Sino-African businesses must combat fraud

By John Gachiri Source:Global Times Published: 2013-1-30 19:33:01

Reports of fake Chinese medicines by Western media may sound like another round of accusations and counter accusations. However, if one digs more deeply, they will discover a menace which is non-discriminatory and threatens trade for everyone, whether they are local, Chinese or Western firms.

When it comes to medicine, the amounts of money involved and the side effects make it a serious issue.

As a result, it is highly expected that Kenyan health officials have to come out and give a status update on what is actually going on.

The government has already dismissed the claims as baseless, and stressed that it has a tight system of checks that sieves fakes from original medicines.

Despite this, industry players say that there is a worrying trend, and the main culprits are unscrupulous African merchants and Asian counterfeiters.

Enforcement is a big hurdle. In Kenya, anti-counterfeit laws were passed in 2008, then the laws came into effect in 2009 and the state watchdog, the Anti-Counterfeit Agency, began operations in 2010.

If Kenya, the biggest economy in the East African region, is only in the initial stages of putting up institutions to fight fakes, then the smaller African economies have a Herculean task ahead.

Kenya also has porous borders, and a popular smuggling route is through Somalia.

Patrolling a region that is prone to attacks from militia is an arduous task.

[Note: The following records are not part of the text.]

PR #5537, opened 2023-12-07
Remove testnet from default network

### LINKED ISSUE #5536: Remove testnet from default network
### Description

Lisk Desktop wallet is used by both basic and advanced users, to avoid confusion with many network options, its better to default to Mainnet and allow advance users to add any custom network including testnet

### Acceptance Criteria

- Make Mainnet as the default network
- Remove Testnet from default network, but ensure users can add testnet explicitly and manage them.

ManuGowda:
### What was the problem?

This PR resolves #5536

### How was it solved?

:recycle: Update default networks

### How was it tested?

- Check network drop and by default you should see Mainnet
- Add testnet and other network


eniolam1000752 (dismissed):
I refactored the fallback network to `mainnet` since we are now removing `Testnet` from the list of available networks.

ikem-legend (dismissed):

oskarleonard (dismissed):

src/modules/network/components/DialogAddNetwork/DialogAddNetwork.js
```diff
@@ -127,9 +127,7 @@ const DialogAddNetwork = () => {
             <Input
               size="l"
               label="Service URL"
-              placeholder={t(
-                'Enter service URL, e.g. https://service.lisk.com or http://localhost:9901'
-              )}
+              placeholder={t('Enter service URL, e.g. https://testnet-service.lisk.com')}
```
ikem-legend, line 130: Since testnet has been added back to the list ot networks, wouldn't that imply that the placeholders should have custom node values rather than testnet values?

oskarleonard (approved):

eniolam1000752 (approved):

src/modules/network/components/DialogAddNetwork/DialogAddNetwork.js
eniolam1000752: Since Its just an example(because of `e.g`) @ikem-legend I don't think its a problem

PR #5545, opened 2023-12-08
Fix commission history view for all validators

### LINKED ISSUE #5544: Commission change history only visible for logged in validator
### Expected behavior
The commission change history should be visible for all validators

### Actual behavior
Commission change history is only visible for logged in validators
Screenshot 2023-12-08 at 16 31 06
Screenshot 2023-12-08 at 16 31 39

### Steps to reproduce
- Open the validators page
- Select a validator to view their details

All

ikem-legend:
### What was the problem?

This PR resolves #5544

### How was it solved?

- Updating the logic for the commission history view

### How was it tested?

- Unit tests
- Manually


src/modules/pos/validator/components/ValidatorProfile/DetailsView.js
```diff
@@ -59,9 +59,9 @@ const DetailsView = ({ data, isMyProfile }) => {
       onEdit: !isMyProfile
         ? undefined
         : () => addSearchParamsToUrl(history, { modal: 'changeCommission' }),
-      onView: !isMyProfile
-        ? undefined
-        : () => addSearchParamsToUrl(history, { modal: 'commissionHistory' }),
+      onView: commission
+        ? () => addSearchParamsToUrl(history, { modal: 'commissionHistory' })
+        : undefined,
```
ManuGowda: This wont work.. all validators will have 100% commission to start with.

We should not show the icon when it doesn't have history. So best it to handle them here with 

```
onView: commission < 10000
        ? () => addSearchParamsToUrl(history, { modal: 'commissionHistory' })
        : undefined,
```

ManuGowda (dismissed):

src/modules/pos/validator/components/ValidatorProfile/DetailsView.js
ikem-legend: Fixed

src/modules/pos/validator/components/ValidatorProfile/DetailsView.js
```diff
@@ -59,9 +59,10 @@ const DetailsView = ({ data, isMyProfile }) => {
       onEdit: !isMyProfile
         ? undefined
         : () => addSearchParamsToUrl(history, { modal: 'changeCommission' }),
-      onView: !isMyProfile
-        ? undefined
-        : () => addSearchParamsToUrl(history, { modal: 'commissionHistory' }),
+      onView:
+        commission < 10000
```
eniolam1000752: would shouldn't use magic number here. We can define 10000 in a well defined constant and then re-consum here. It kind of helps readability.

eniolam1000752 (changes requested):

src/modules/pos/validator/components/ValidatorProfile/DetailsView.js
ManuGowda: @ikem-legend you can use this `MAX_VALIDATOR_COMMISSION` src/modules/pos/validator/consts/validators.js

ManuGowda (approved):

eniolam1000752 (approved):

PR #5549, opened 2023-12-13
Fix wallet connect signing on different chain

### LINKED ISSUE #5508: Nothing happens when a wallet connect transaction signing connection is invoked on a wrong current chain.
### Expected behavior
As a user if I get a wallet connect transaction signing request from a chain I am not currently on, the application should be able to guide me to switch to the right application if I manage it. If I don't manage it, possibly, it should give me the option to add the application and switch to it so I can continue with the transaction signing request.

### Actual behavior
When I get a wallet connect transaction signing request and I am on a different chain, I am unable to proceed with the signing request.

v3.0.0

ikem-legend:
### What was the problem?

This PR resolves #5508

### How was it solved?

- Implemented error when attempting to sign transaction on different chain

### How was it tested?

- Initiate a wallet connect connection
- Switch to a different application or network
- Initiate a transaction


src/locales/en/common.json
```diff
@@ -330,7 +330,7 @@
   "Invalid amount": "Invalid amount",
```
oskarleonard, line 330: NRTTL
When i switch back to correct application i still get this message

src/modules/blockchainApplication/connection/components/RequestSummary/index.js
```diff
@@ -139,6 +142,13 @@ const RequestSummary = ({ nextStep, history, message }) => {
           validator.validator.validate(schema, transactionObj.params);
           setTransaction(transactionObj);
         }
+        if (currentApplication.chainID !== sendingChainID) {
```
oskarleonard: Feels like this is the first type of error we should check for, when we get a request. Not after doing validations etc. 

It could be moved to top execution for this components lifecycle, which is in the useEffect above this one. 

```
  useEffect(() => {
    const event = events.find((e) => e.name === EVENTS.SESSION_REQUEST);
    const hasRequest = event?.meta?.params?.request?.params;

    if (hasRequest) {
      const eventChainId = event?.meta?.params?.chainId?.replace('lisk:', ''); // Something like this?

      if (currentApplication.chainID !== eventChainId) {
        setErrorMessage(
          t('Please switch application/network to selected value during connection initialization')
        );
      } else {
        setRequest({
          id: event.meta.id,
          ...event.meta.params,
        });
      }
    }
  }, []);
```

And then make sure we dont show emptyState if we have an error message 🤔

eniolam1000752 (changes requested):
image

I think if it would be nice if we can direct users to which network/application they should switch to

ikem-legend:
> image
> I think if it would be nice if we can direct users to which network/application they should switch to

While we can know the application the user initiated the transaction with, without changing the current WalletConnect setup, we have no means of knowing the network. Some applications also have the same name in different networks, only differentiator is chainID. So in such cases, if we tried to display the application to be switched to, the user would see an error message like `Please switch application to lisk_mainchain` and that would be confusing if they're on `lisk_mainchain` but on a different network

src/locales/en/common.json
ikem-legend: You need to be sure that the WalletConnect configuration was set up with the right token details else you'd always get such errors

oskarleonard: Aha 👍

oskarleonard (dismissed):

src/modules/blockchainApplication/connection/components/RequestSummary/index.js
ikem-legend: Fixed

oskarleonard (approved):

eniolam1000752 (approved):

PR #5560, opened 2023-12-22
Change commission summary modal width

### LINKED ISSUE #5512: Commission change modal to narrow
### Expected behavior
The window should be wide enough to show whole publickey
### Actual behavior
commsion modal

### Steps to reproduce
Try changing commission with a multisig account
Lisk Desktop 3.0.0-rc.5, Windows

oskarleonard:
### What was the problem?

This PR resolves #5512

### How was it solved?

Dont use small modal on Transaction Summary step

### How was it tested?

1. Go to changeCommission modal with a multi sig account
2. Expected: Should not cut pubkey

### DIFF
--- a/src/modules/pos/validator/hooks/useCurrentCommissionPercentage.js
+++ b/src/modules/pos/validator/hooks/useCurrentCommissionPercentage.js
@@ -8,7 +8,7 @@ export const useCurrentCommissionPercentage = (address) => {
   const config = { params: { address: address ?? currentAccount?.metadata?.address } };
   const { data, ...others } = useValidators({ config });
   const currentCommission = useMemo(
-    () => convertCommissionToPercentage(data?.data[0].commission),
+    () => convertCommissionToPercentage(data?.data[0]?.commission),
     [data]
   );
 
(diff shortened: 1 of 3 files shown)


ikem-legend (approved):

src/modules/pos/validator/hooks/useCurrentCommissionPercentage.js
```diff
@@ -8,7 +8,7 @@ export const useCurrentCommissionPercentage = (address) => {
   const config = { params: { address: address ?? currentAccount?.metadata?.address } };
   const { data, ...others } = useValidators({ config });
   const currentCommission = useMemo(
-    () => convertCommissionToPercentage(data?.data[0].commission),
+    () => convertCommissionToPercentage(data?.data[0]?.commission),
```
Balanced02, line 11: is data the full query response? if so, it'll be better to have data?.data in our dependency array and not just data, as this will watch all other methods/props in the response which also includes other methods. This might not help the memo at all and it's better just having it on a variable itself...

Approving though, not a blocker, you can decide if you want to switch

Balanced02 (approved):

src/modules/pos/validator/hooks/useCurrentCommissionPercentage.js
oskarleonard: Yes, would be better to just have `commission` probably. This change i made is just to prevent a crash on page refresh, want to limit changes to only bugs at this stage.

PR #5577, opened 2024-03-25
Fix Mapbox token compromise

### LINKED ISSUE #5576: Mapbox token compromised
### Expected behavior
The map implementation on the Network page should work as expected.

### Actual behavior
The map implementation doesn't display as expected because the API token has been compromised.
Screenshot 2024-03-25 at 14 42 03

### Steps to reproduce
- Visit the Network page
- View the map in the Connected Peers section

All

ikem-legend:
### What was the problem?

This PR resolves #5576

### How was it solved?

- Updated Mapbox access token

### How was it tested?

- Visually


clemente-xyz (dismissed):

src/modules/network/components/map/index.js
```diff
@@ -52,7 +52,7 @@ const getAttributionLinks = () => {
 
 const getTiles = () =>
   L.tileLayer(
-    'https://api.mapbox.com/styles/v1/{id}/tiles/{z}/{x}/{y}?access_token=pk.eyJ1IjoibWFudWxpZ2h0Y3VydmUiLCJhIjoiY2xodWVjYW52MGM0cDNobzYzZGRkOGU0dyJ9.aOMEZq0mbD6C-DgwU_ib_A',
+    'https://api.mapbox.com/styles/v1/{id}/tiles/{z}/{x}/{y}?access_token=pk.eyJ1IjoibWFudWxpZ2h0Y3VydmUiLCJhIjoiY2x1Nm8ybTVmMG9zMDJqbnZzNWoyZzc0bSJ9.4upFBJwPjObUVkzNwChDEw',
```
shuse2: I think this needs to be at least an environment variable which is injected in the built time

shuse2 (changes requested):

src/modules/network/components/map/index.js
ikem-legend: @shuse2 Had considered that but for the most part, the environment variables used on Desktop are mostly in the webpack files or they are used but have a fallback value.

ikem-legend: Fixed

shuse2 (dismissed):

clemente-xyz:
looks a bit weird the `env` configs for gitignoring them. I think `.env.*` files should be ignored and have a `.env.example` public.

clemente-xyz (approved):

shuse2 (approved):

PR #5585, opened 2024-05-19
Fix deployment

shuse2:
### What was the problem?

Update deployment script referencing https://github.com/electron-userland/electron-builder/issues/7683#issuecomment-1724537409

### How it was tested?

Update branch to trigger the deployment and passed https://github.com/LiskHQ/lisk-desktop/actions/runs/9143940437


.github/workflows/electron-build.yml
```diff
@@ -47,17 +47,16 @@ jobs:
         run: |
           aws s3 sync s3://lisk-desktop-files/fonts ./setup/react/assets/fonts/
 
+      - name: Update package.json
+        if: startsWith(matrix.os, 'macos')
+        run: |
+          jq '.build.mac.notarize.teamId = "${{ secrets.APPLE_TEAM_ID }}"' package.json > package_temp.json
+          mv package_temp.json package.json
```
ikem-legend, line 54: Why this temporary file move?

shuse2: It's basically overwriting the package.json from temp

ikem-legend (dismissed):

PR #5597, opened 2024-07-30
Add final mainnet balance

### LINKED ISSUE #5596: Add final balance and history download
### Description

* On the Wallet page for the mainnet final balance of the account should be shown using 
`https://legacy.lisk.com/accounts/<LEGACY_ACCOUNT_ADDRESS>.json`
* Reqest / Send / view all tokens button should be removed
* Transactions / Events should be removed
* Add `Download History` button which download the CSV for all the history for the account

### Motivation

We want to give final information for the account on L1 and access to the whole history of L1 Lisk

### Additional Information
https://docs.lisk.com/lisk-l1/legacy-chain-service

ikem-legend:
### What was the problem?

This PR resolves #5596

### How was it solved?

- Add final balance
- Remove Request / Send / view all tokens button
- Remove Transactions / Events tabs
- Add Download Account History button

### How was it tested?

- Unit test


shuse2 (changes requested):
* Token claim on the testnet is not working, (also good to check mainnet too)
```
Invalid signature request initiated from another application/network.
Please switch application/network to selected value during connection initialization
```
* For mainnet, if we connect with the address without balance, it shows error. (on mainnet or testnet). Can we show `0` balance instead?
* For testnet, it shows network error. Can we show `0` or `unknown`?
* Can we hide the history button on testnet?

shuse2:
When i changed to testnet, i had attached error.
Screenshot 2024-08-01 at 09 23 58
Also, `wallet` page is not shown anywhere, i think we should bring it back?

shuse2 (dismissed):

clemente-xyz (approved):

shuse2 (approved):

PR #5600, opened 2024-08-12
Fix private key length bug

### LINKED ISSUE #5598: Desktop Wallet not working
### Expected behavior
Desktop wallet shows latest blockchain transactions and the latest blocks on mainnet.

### Actual behavior
However, only transactions from May 21, 2024 and prior are displayed. No blocks are displayed since may 21, 2024 (no new blocks are displayed).

### Steps to reproduce
Install latest version of Desktop wallet.

I have installed 3.0.3 on mac os and 3.0.3/3.0.2 on windows both with same results above.

-----

Maybe I am missing something here, initial impressions seems like the LISK L1 Mainnet simply isn't working any more ... I am trying to transfer LISK L1 tokens from Exodus to the LISK desktop wallet so that I can then convert to L2 tokens via wallet connect.

ikem-legend:
### What was the problem?

This PR resolves #5598

### How was it solved?

- Updated private key length

### How was it tested?

- Manually


shuse2 (dismissed):

clemente-xyz (dismissed):

shuse2 (approved):

Jenkinsfile
clemente-xyz, line 1: why dont we just remove all this stuff? will be saved anyway on the git history

clemente-xyz (approved):

Jenkinsfile
ikem-legend: It's commented because there are times in the past we've had to disable e2e tests so commenting it makes it easier to reeenable.

PR #3005, opened 2023-11-03
Switch to reading tag on scaffolding instead of branch

ThetaSinner:
### TODO:


ThetaSinner:
Not required! I'll just convert the branch names to tags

The smuggling routes were actually closed after the Kenya Defense Forces captured the port of Kismayo in Somalia, but entry of illegal goods continues uninhibited through the port of Mombasa.

Given the limited resources on the Kenyan side, Chinese authorities can step in to help. One of the ways of helping would be officials really cracking down counterfeiters based in China.

Bilateral inspections are already being conducted in the war on ivory smuggling, which is being fought both at home in Africa and in far ports in countries and regions such as Thailand and Hong Kong.

African merchants and the Chinese counterfeiters are a threat not only to local firms but also to Chinese businesses that are battling for market share with Western firms.

Chinese firms have started setting up shop in Kenya, from car assembling, cement processing and other businesses.

What will happen when counterfeiters start making fake goods coming out of these Chinese factories based in Kenya?

Beijing will also suffer a loss in tax revenues, and so too will shareholders of the genuine Chinese firms, as is happening to Western and Kenyan firms. In the final analysis it is everyone who loses.

For Kenya it would mean thousands being denied alternative and affordable medication. But not everything can be left to the government. Firms too have to take the initiative to protect their products.

A big problem in fighting counterfeits is that pharmaceutical companies do not want to overtly say that their brands are under attack from fakes for fear of consumers being put off their products.

This is a Herculean but not an insurmountable task.